Here’s the classroom insight that always lands well. A motor running at 2800 rpm and delivering 50 kW produces T = 50 000×60/(2π×2800) = 170 Nm. A conveyor gearbox output at 300 rpm delivering the same 50 kW produces T = 50 000×60/(2π×300) = 1592 Nm. Same power. Almost ten times the torque. The output shaft needs to be dramatically larger — not because the gearbox is inefficient, but because low speed means high torque for the same power. Students grasp this much faster when they can type the numbers into the simulator and see the diameter readout change.

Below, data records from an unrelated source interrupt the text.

PR #432, opened 2023-04-04
fix: fs_s3.read() exceptions are not caught properly

paulfouquet:
Looking into fixing the `fs_s3` unit tests, noticed that the exceptions were not caught properly.

### DIFF
--- a/scripts/files/fs_s3.py
+++ b/scripts/files/fs_s3.py
@@ -39,11 +39,14 @@ def read(path: str, needs_credentials: bool = False) -> bytes:
     """Read a file on a AWS S3 bucket.
 
     Args:
-        path (str): The AWS S3 path to the file to read.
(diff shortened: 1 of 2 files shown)


amfage (approved):

scripts/files/fs_s3.py
```diff
@@ -56,17 +59,18 @@ def read(path: str, needs_credentials: bool = False) -> bytes:
 
         s3_object = s3.Object(s3_path.bucket, key)
         file: bytes = s3_object.get()["Body"].read()
+    except s3.meta.client.exceptions.NoSuchBucket as nsb:
+        get_log().error("s3_bucket_not_found", path=path, error=f"The specified bucket does not seem to exist: {nsb}")
```
MDavidson17, line 63: nit: I see this is just copied but, could this be "The specified bucket does not exist"?

MDavidson17 (approved):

Using the Simulator in a Lesson

Warm-up (5 min). Open the Drive Shaft preset. Read τ_max off the panel (81.49 MPa). Ask students to verify it by hand using T/J×r. Most will get close but at least one will have a units error. That discussion is worth the five minutes.

Core demonstration (15 min). Switch to Hollow Axle and compare the shear stress and angle of twist with an equivalent solid shaft. Walk through the J formula for both. Challenge students to find the hollowness ratio D_i/D_o that retains at least 80% of the solid shaft’s J — the answer is around 0.66, which they can verify by adjusting the inner diameter slider.

Power calculation exercise (10 min). Give a power and speed (e.g., 75 kW at 960 rpm). Ask students to calculate the required torque, then find the minimum shaft diameter for an allowable shear stress of 50 MPa. The design formula D = (16T / πτ_allow)¹⁄₃ gives them the starting point, and the simulator lets them confirm the answer.

Bridge to Mohr’s Circle (5 min). Torsional shear stress on its own gives you τ_max on the shaft surface. But in reality shafts often carry bending moments at the same time, so the critical point is under combined normal and shear stress. That’s when Mohr’s Circle becomes the next tool — transform the combined stress state to find the true principal stresses.